[DATASET — start]
PR #1470, opened 2023-11-29
docs: standardize shell commands in the docs

richardgreg:
Removed `yarn`, ensured all examples have two variations and tabularized examples.

close #1459

PR #1629, opened 2024-01-10
fix: do not generate a coverage diff without coverage artifact

danielbate:
If we have not retrieved a coverage artefact, we should not generate a coverage diff, as this will cause CI to [fail](https://github.com/FuelLabs/fuels-ts/actions/runs/7475211588/job/20343181063).


.github/workflows/test.yaml
```diff
@@ -113,6 +113,7 @@ jobs:
           path: coverage-master
 
       - name: Generate Coverage Diff
+        if: ${{ (steps.findPr.outputs.number) }}
```
arboleya, line 116: AFAIU, this conditional checks whether the action is running from inside a PR and not `master` or any other branch. However, the error you [reported](https://github.com/FuelLabs/fuels-ts/actions/runs/7475211588/job/20343181063) ran inside of a PR, no?

How is this going to fix that?

danielbate: Correct, however `steps.findPr.outputs.number` is `undefined` for external contributors. Therefore we have not been generating a coverage diff for external PRs. Previously this [was not a problem](https://github.com/FuelLabs/fuels-ts/pull/1470), as our previous CI action would succeed, and just not comment on the PR. However now it fails as the new CI requires a base coverage artefact. This will put us back to previous behaviour.

I will also look into why `steps.findPr.outputs.number` is misreporting and come up with a more complete fix, however this will resolve currently failing CI.

arboleya: Oof, that's weird.

Could we replace this action with something like [this](https://stackoverflow.com/questions/59077079/how-to-get-pull-request-number-within-github-actions-workflow)?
[DATASET — finish]
▸ **EXERCISE**
Set down the whole listing once more, exactly as it appears.

▸ **ANSWER TO THIS PROBLEM**
PR #1470, opened 2023-11-29
docs: standardize shell commands in the docs

richardgreg:
Removed `yarn`, ensured all examples have two variations and tabularized examples.

close #1459

PR #1629, opened 2024-01-10
fix: do not generate a coverage diff without coverage artifact

danielbate:
If we have not retrieved a coverage artefact, we should not generate a coverage diff, as this will cause CI to [fail](https://github.com/FuelLabs/fuels-ts/actions/runs/7475211588/job/20343181063).


.github/workflows/test.yaml
```diff
@@ -113,6 +113,7 @@ jobs:
           path: coverage-master
 
       - name: Generate Coverage Diff
+        if: ${{ (steps.findPr.outputs.number) }}
```
arboleya, line 116: AFAIU, this conditional checks whether the action is running from inside a PR and not `master` or any other branch. However, the error you [reported](https://github.com/FuelLabs/fuels-ts/actions/runs/7475211588/job/20343181063) ran inside of a PR, no?

How is this going to fix that?

danielbate: Correct, however `steps.findPr.outputs.number` is `undefined` for external contributors. Therefore we have not been generating a coverage diff for external PRs. Previously this [was not a problem](https://github.com/FuelLabs/fuels-ts/pull/1470), as our previous CI action would succeed, and just not comment on the PR. However now it fails as the new CI requires a base coverage artefact. This will put us back to previous behaviour.

I will also look into why `steps.findPr.outputs.number` is misreporting and come up with a more complete fix, however this will resolve currently failing CI.

arboleya: Oof, that's weird.

Could we replace this action with something like [this](https://stackoverflow.com/questions/59077079/how-to-get-pull-request-number-within-github-actions-workflow)?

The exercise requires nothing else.